PR #804, opened 2020-12-14
feat(answers): add `findAnswers`

eunjae-lee:
This PR adds `findAnswers` method.
In this way, we can apply facets to /answers call.

It doesn't emit `'result'` but returns a promise of result.
If we can replace the traditional hits with the hits from answers completely, then we should go for emitting `'result'`, but it's not the case at the moment. So I chose to return a promise.

Let me know what you think.

(I haven't added any tests because we haven't agreed on how to implement this in helper yet. Once decided here, I will add test.)

### DIFF
--- a/index.d.ts
+++ b/index.d.ts
@@ -172,6 +172,28 @@ declare namespace algoliasearchHelper {
     ): void;
 
     /**
+     * Start the search for answers with the parameters set in the state.
+     * This method returns a promise.
+     * @param {Object} options - the options for answers API call
+     * @param {string[]} options.attributesForPrediction - Attributes to use for predictions. If empty, `searchableAttributes` is used instead.
+     * @param {string[]} options.queryLanguages - The languages in the query. Currently only supports ['en'].
+     * @param {number} options.nbHits - Maximum number of answers to retrieve from the Answers Engine. Cannot be greater than 1000.
+     */
+    findAnswers(options: {
+      attributesForPrediction: string[];
+      queryLanguages: string[];
+      nbHits: number;
+    }): Promise<{
+      hits: Array<any & {
+        _answer: {
+          extract: string;
+          extractAttribute: string;
+          score: number;
+        }
+      }>
+    }>;
+
+    /**
      * Search for facet values based on an query and the name of a faceted attribute. This
      * triggers a search and will return a promise. On top of using the query, it also sends
      * the parameters from the state so that the search is narrowed down to only the possible values.
--- a/index.d.ts
+++ b/index.d.ts
@@ -184,7 +184,7 @@ declare namespace algoliasearchHelper {
       attributesForPrediction: string[];
       queryLanguages: string[];
       nbHits: number;
-    }): FindAnswersResponse<TObject>;
+    }): Promise<FindAnswersResponse<TObject>>;
 
     /**
      * Search for facet values based on an query and the name of a faceted attribute. This
--- a/index.d.ts
+++ b/index.d.ts
@@ -16,6 +16,7 @@ import algoliasearch, {
 import {
   SearchOptions as SearchOptionsV4,
   SearchResponse as SearchResponseV4,
+  FindAnswersResponse
   // @ts-ignore
 } from '@algolia/client-search';
 import { EventEmitter } from 'events';
@@ -179,19 +180,11 @@ declare namespace algoliasearchHelper {
      * @param {string[]} options.queryLanguages - The languages in the query. Currently only supports ['en'].
      * @param {number} options.nbHits - Maximum number of answers to retrieve from the Answers Engine. Cannot be greater than 1000.
      */
-    findAnswers(options: {
+    findAnswers<TObject>(options: {
       attributesForPrediction: string[];
       queryLanguages: string[];
       nbHits: number;
-    }): Promise<{
-      hits: Array<any & {
-        _answer: {
-          extract: string;
-          extractAttribute: string;
-          score: number;
-        }
-      }>
-    }>;
+    }): FindAnswersResponse<TObject>;
 
     /**
      * Search for facet values based on an query and the name of a faceted attribute. This
--- a/src/algoliasearch.helper.js
+++ b/src/algoliasearch.helper.js
@@ -253,10 +253,15 @@ AlgoliaSearchHelper.prototype.searchOnce = function(options, cb) {
 /**
  * Start the search for answers with the parameters set in the state.
  * This method returns a promise.
+ * @param {Object} options - the options for answers API call
+ * @param {string[]} options.attributesForPrediction - Attributes to use for predictions. If empty, `searchableAttributes` is used instead.
+ * @param {string[]} options.queryLanguages - The languages in the query. Currently only supports ['en'].
+ * @param {number} options.nbHits - Maximum number of answers to retrieve from the Answers Engine. Cannot be greater than 1000.
+ *
  * @return {AlgoliaSearchHelper}
  * @return {promise.<FacetSearchResult>} the answer results
  */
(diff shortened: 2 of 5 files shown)


src/algoliasearch.helper.js
```diff
@@ -248,6 +250,55 @@ AlgoliaSearchHelper.prototype.searchOnce = function(options, cb) {
   });
 };
 
+/**
+ * Start the search for answers with the parameters set in the state.
+ * This method returns a promise.
+ * @return {AlgoliaSearchHelper}
+ * @return {promise.<FacetSearchResult>} the answer results
+ */
+AlgoliaSearchHelper.prototype.searchForAnswers = function(attributesForPrediction, queryLanguages, nbHits) {
```
Haroenv, line 259: these arguments will be more flexible in an object I think

Haroenv, line 259: the method needs to be added to the type definition still

src/algoliasearch.helper.js
```diff
@@ -248,6 +250,55 @@ AlgoliaSearchHelper.prototype.searchOnce = function(options, cb) {
...
+      'hitsPerPage',
+      'restrictSearchableAttributes',
+      'clickAnalytics',
+      'facets',
+      'highlightPostTag',
+      'highlightPreTag',
+      'maxValuesPerFacet',
+      'page',
+      'snippetEllipsisText',
+      'tagFilters'
```
Haroenv, line 282: what's the reason for omitting these parameters?

eunjae-lee: It was my bad putting things in a wrong object.

src/algoliasearch.helper.js
```diff
@@ -248,6 +250,50 @@ AlgoliaSearchHelper.prototype.searchOnce = function(options, cb) {
...
+    {
+      attributesForPrediction: attributesForPrediction,
+      nbHits: nbHits
+    },
+    {
+      params: omit(requestBuilder._getHitsSearchParams(derivedState), [
+        'attributesToSnippet',
+        'hitsPerPage',
+        'restrictSearchableAttributes',
+        'snippetEllipsisText' // FIXME remove this line once the engine is fixed.
```
eunjae-lee, line 276: Unlike [the doc](https://www.algolia.com/doc/rest-api/answers/#method-param-params), `snippetEllipsisText` is throwing an error. I've reported it to the team, but for now let's have it here.

src/algoliasearch.helper.js
eunjae-lee: https://github.com/algolia/algoliasearch-helper-js/pull/804/commits/e1c783f9ce843d3279b12e8ce256e6f2794073ce

eunjae-lee: https://github.com/algolia/algoliasearch-helper-js/pull/804/commits/de96b4a734e2d6d5f7c0fb3fcb4d84debf7cb350
not sure how far I should go with the typing.

index.d.ts
```diff
@@ -171,6 +171,28 @@ declare namespace algoliasearchHelper {
...
+     * @param {string[]} options.attributesForPrediction - Attributes to use for predictions. If empty, `searchableAttributes` is used instead.
+     * @param {string[]} options.queryLanguages - The languages in the query. Currently only supports ['en'].
+     * @param {number} options.nbHits - Maximum number of answers to retrieve from the Answers Engine. Cannot be greater than 1000.
+     */
+    findAnswers(options: {
+      attributesForPrediction: string[];
+      queryLanguages: string[];
+      nbHits: number;
+    }): Promise<{
+      hits: Array<any & {
```
Haroenv, line 187: can you not use the return type of findAnswers on the client?

Haroenv: this method likely should be generic, like the client one

src/algoliasearch.helper.js
```diff
@@ -248,6 +250,75 @@ AlgoliaSearchHelper.prototype.searchOnce = function(options, cb) {
...
+ * @type {object}
+ * @property {Answer} _answer the object describing why the hit was chosen
+ */
+
+/**
+ * @typedef AnswersResult
+ * @type {object}
+ * @property {AnswerHit[]} hits the answer hits
+ */
+
```
Haroenv, line 272: these docs aren't used as explanation while there's the definition file (only locally), so I don't think it's needed.

Are you allowed to omit the return type all together or does eslint not allow it?

src/algoliasearch.helper.js
```diff
@@ -248,6 +250,75 @@ AlgoliaSearchHelper.prototype.searchOnce = function(options, cb) {
...
+ /**
+ * Start the search for answers with the parameters set in the state.
+ * This method returns a promise.
+ * @param {Object} options - the options for answers API call
+ * @param {string[]} options.attributesForPrediction - Attributes to use for predictions. If empty, `searchableAttributes` is used instead.
+ * @param {string[]} options.queryLanguages - The languages in the query. Currently only supports ['en'].
+ * @param {number} options.nbHits - Maximum number of answers to retrieve from the Answers Engine. Cannot be greater than 1000.
+ *
+ * @return {AlgoliaSearchHelper}
```
Haroenv, line 281:
```suggestion
```

this line isn't right, you can't chain for now

src/algoliasearch.helper.js
```diff
@@ -248,6 +250,75 @@ AlgoliaSearchHelper.prototype.searchOnce = function(options, cb) {
...
+    typeof this.client.initIndex !== 'function'
+  ) {
+    throw new Error(
+      'search for answers was called, but this client does not have a function client.initIndex'
+    );
+  }
+  var index = this.client.initIndex(derivedState.index);
+  if (typeof index.findAnswers !== 'function') {
+    throw new Error(
+      'search for answers was called, but this client does not have a function client.initIndex(index).findAnswers'
```
Haroenv, line 316: this is helpful, but the second error message gives pretty much the same information. Could it be consolidated to save space? How do we do it in searchForFacetValues?

eunjae-lee: Unlike SFFV, the existence of `findAnswers` can be checked only after creating `index` here. So I couldn't merge them in a single conditional block.
https://github.com/algolia/algoliasearch-helper-js/pull/804/commits/b6d1f57923d32e198265f3dd6cdfdbc75f0ec387

index.d.ts
eunjae-lee: I've updated the dependency and now it's using the type from the client:
https://github.com/algolia/algoliasearch-helper-js/pull/804/commits/da8af1338fe8038ef29b3786be0a0c789d6a2daf

src/algoliasearch.helper.js
eunjae-lee: What do you think? https://github.com/algolia/algoliasearch-helper-js/pull/804/commits/5aa1206d303e8db790cf4fb6efa4070c3664a82d

index.d.ts
```diff
@@ -171,6 +172,20 @@ declare namespace algoliasearchHelper {
...
+     * @param {Object} options - the options for answers API call
+     * @param {string[]} options.attributesForPrediction - Attributes to use for predictions. If empty, `searchableAttributes` is used instead.
+     * @param {string[]} options.queryLanguages - The languages in the query. Currently only supports ['en'].
+     * @param {number} options.nbHits - Maximum number of answers to retrieve from the Answers Engine. Cannot be greater than 1000.
+     */
+    findAnswers<TObject>(options: {
+      attributesForPrediction: string[];
+      queryLanguages: string[];
+      nbHits: number;
+    }): FindAnswersResponse<TObject>;
```
Haroenv, line 187:
```suggestion
    }): Promise<FindAnswersResponse<TObject>>;
```

Haroenv (approved):
LGTM!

WORK TO BE COMPLETED: Copy out each line of the material in which the word "returns" turns up.

COMPLETED TASK:
It doesn't emit `'result'` but returns a promise of result.
+     * This method returns a promise.
  * This method returns a promise.
+ * This method returns a promise.
+ * This method returns a promise.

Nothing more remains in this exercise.